Edwards et al. [4] identified the key genes implicated in polyethylene terephthalate (PET) synergistic degradation in a bacterial consortium of three Pseudomonas and two Bacillus spp. isolated from petroleum-contaminated soil. By employing pangenomic analysis, the authors identified not only the core gene clusters responsible for PET degradation but also other plastic- and plasticizer-degrading genes, suggesting the potential for the biodegradation of mixed plastic waste. RNA sequencing was used to identify the genetic pathways within the Pseudomonas and Bacillus spp. that, in part, explained the synergistic degradation of PET. An esterase encoded in the estB gene and identified within the pangenome was discovered. The new EstB PETase encoded in Pseudomonas spp. was observed to hydrolyze the oligomer BHET and the polymer PET.

The chronic toxic effect of the textile dyeing effluent (Monastir, Tunisia) on oxidative stress status and histological changes in male mice was evaluated in the study of Methneni et al. [5]. The tested effluent presented very high levels of the metals Cr, As, and Sr, and two textile dyes: a triphenylmethane dye (Crystal violet) and a disperse azo dye (Disperse yellow 3). After a 90-day exposure period, the generation of oxidative stress through the alteration of malondialdehyde, conjugated dienes, Sulfhydryl proteins, and catalase levels in the liver and kidney was observed, which may be attributed to the pathological lesions induced in these organs.

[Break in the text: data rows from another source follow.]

PR #2520, opened 2025-12-12
[kernel] Allow stopped jobs to be killed, update sash kill/SIGTERM handling

ghaerr:
Previously, all of a stopped process' received signals were cleared when restarted via SIGCONT, which prevented sending SIGKILL via `kill -9 pid`. Now, only the SIGINT and SIGQUIT signals are cleared (as they may be sent to the process group by the TTY device), along with SIGSTOP and SIGTSTP. This allows all other signals to accumulate while the process is stopped, and then acted on immediately when continued.

### DIFF
--- a/elks/arch/i86/kernel/signal.c
+++ b/elks/arch/i86/kernel/signal.c
@@ -27,6 +27,7 @@ void do_signal(void)
     unsigned int signr;
     sigset_t mask;
 
+top:
     signr = 1;
     mask = (sigset_t)1;
     while (current->signal) {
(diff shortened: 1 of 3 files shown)


ghaerr:
Also allows specifying negative pid for process group in `sash` builtin `kill` command, like /bin/kill.

`sash` now ignores SIGTERM (like `ash`) allowing a SIGTERM to be sent to a either shell's process group using 
`kill -15 -pgrp` and not also killing the shell.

The separated and combined effects of metals and organic pollutants were also addressed in the study of Zaborowska et al. [6], who evaluated the impact of zinc and bisphenol A contamination on soil, namely on the microbiome. The results of this study revealed that a combined effect caused the strongest inhibitory impact on the enzymatic and microbiological activity and the diversity of microorganisms. The NGS analysis also exposed that some bacteria prevailed according to the type of contamination. Moreover, a negative effect was observed through the pollutants on the growth and development of Sorghum Moench, which was more affected than Panicum virgatum by soil contamination.

The potential of metatranscriptomic to help develop productive and sustainable agriculture was reviewed by Sharuddin et al. [7]. In this sense, it was reviewed how elucidating the functional role of the microbiome could be used to improve soil fertility and crop productivity, as well as the development of disease-suppressive soils as greener alternatives against biotic stress. The application of transcriptional profiles to monitor pollution via specific bioindicators and decrease negative impacts on the environment was also summarized.